## Work order
Reproduce each record exactly, leaving out no line.

(Information shown Opens)

PR #1050, opened 2026-05-05
[codex] Fix Windows workspace path aliases

TabishB:
## Summary

Fix Windows workspace path persistence so GitHub Actions and native Windows shells do not store 8.3 short-name aliases such as `C:\Users\RUNNER~1\...` in workspace local state or the workspace registry.

## Root Cause

Workspace link paths and detected workspace roots were resolved with `path.resolve(...)` / `process.cwd()` and then persisted directly. On Windows runners, spawned Node processes can observe short path aliases for temp directories, while tests and user-facing path expectations use the long native path.

## Changes

- Canonicalize existing workspace link paths on Windows before storing them in machine-local state.
- Canonicalize detected workspace roots on Windows before using them for current-workspace selection and registry writes.
- Compare registry roots through the same Windows canonicalization path so old alias spellings do not falsely mark the current workspace as unregistered.
- Add Windows-focused regression tests for link path storage and workspace root detection.

## Validation

- `pnpm run build`
- `pnpm exec tsc --noEmit`
- `pnpm lint`
- `pnpm exec vitest run test/commands/workspace.test.ts test/core/workspace/foundation.test.ts`
- `pnpm test`

## Summary by CodeRabbit

* **Bug Fixes**
  * Improved workspace path handling on Windows systems by implementing path normalization. Workspace paths are now canonicalized when stored in the local registry and compared during workspace detection, ensuring consistent behavior regardless of how the workspace path is specified. This prevents the CLI from incorrectly treating the same workspace as unregistered due to path format differences on Windows.

### DIFF
--- a/src/commands/workspace/operations.ts
+++ b/src/commands/workspace/operations.ts
@@ -49,11 +49,13 @@ export async function readRegistry(): Promise<WorkspaceRegistryState> {
 
 async function recordWorkspaceInRegistry(name: string, workspaceRoot: string): Promise<void> {
   const registry = await readRegistry();
+  const recordedWorkspaceRoot = normalizeExistingPathForStorage(workspaceRoot);
+
   await writeWorkspaceRegistryState({
     version: 1,
     workspaces: {
       ...registry.workspaces,
-      [name]: workspaceRoot,
+      [name]: recordedWorkspaceRoot,
     },
   });
 }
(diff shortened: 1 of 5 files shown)


alfred-openspec (approved):
Looks good. CI is green and the Windows-only canonicalization path is small and targeted; the remaining selection-path regression test suggestion is a nice-to-have, not blocking.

(Information shown Closes)

## Task response
PR #1050, opened 2026-05-05
[codex] Fix Windows workspace path aliases

TabishB:
## Summary

Fix Windows workspace path persistence so GitHub Actions and native Windows shells do not store 8.3 short-name aliases such as `C:\Users\RUNNER~1\...` in workspace local state or the workspace registry.

## Root Cause

Workspace link paths and detected workspace roots were resolved with `path.resolve(...)` / `process.cwd()` and then persisted directly. On Windows runners, spawned Node processes can observe short path aliases for temp directories, while tests and user-facing path expectations use the long native path.

## Changes

- Canonicalize existing workspace link paths on Windows before storing them in machine-local state.
- Canonicalize detected workspace roots on Windows before using them for current-workspace selection and registry writes.
- Compare registry roots through the same Windows canonicalization path so old alias spellings do not falsely mark the current workspace as unregistered.
- Add Windows-focused regression tests for link path storage and workspace root detection.

## Validation

- `pnpm run build`
- `pnpm exec tsc --noEmit`
- `pnpm lint`
- `pnpm exec vitest run test/commands/workspace.test.ts test/core/workspace/foundation.test.ts`
- `pnpm test`

## Summary by CodeRabbit

* **Bug Fixes**
  * Improved workspace path handling on Windows systems by implementing path normalization. Workspace paths are now canonicalized when stored in the local registry and compared during workspace detection, ensuring consistent behavior regardless of how the workspace path is specified. This prevents the CLI from incorrectly treating the same workspace as unregistered due to path format differences on Windows.

### DIFF
--- a/src/commands/workspace/operations.ts
+++ b/src/commands/workspace/operations.ts
@@ -49,11 +49,13 @@ export async function readRegistry(): Promise<WorkspaceRegistryState> {
 
 async function recordWorkspaceInRegistry(name: string, workspaceRoot: string): Promise<void> {
   const registry = await readRegistry();
+  const recordedWorkspaceRoot = normalizeExistingPathForStorage(workspaceRoot);
+
   await writeWorkspaceRegistryState({
     version: 1,
     workspaces: {
       ...registry.workspaces,
-      [name]: workspaceRoot,
+      [name]: recordedWorkspaceRoot,
     },
   });
 }
(diff shortened: 1 of 5 files shown)


alfred-openspec (approved):
Looks good. CI is green and the Windows-only canonicalization path is small and targeted; the remaining selection-path regression test suggestion is a nice-to-have, not blocking.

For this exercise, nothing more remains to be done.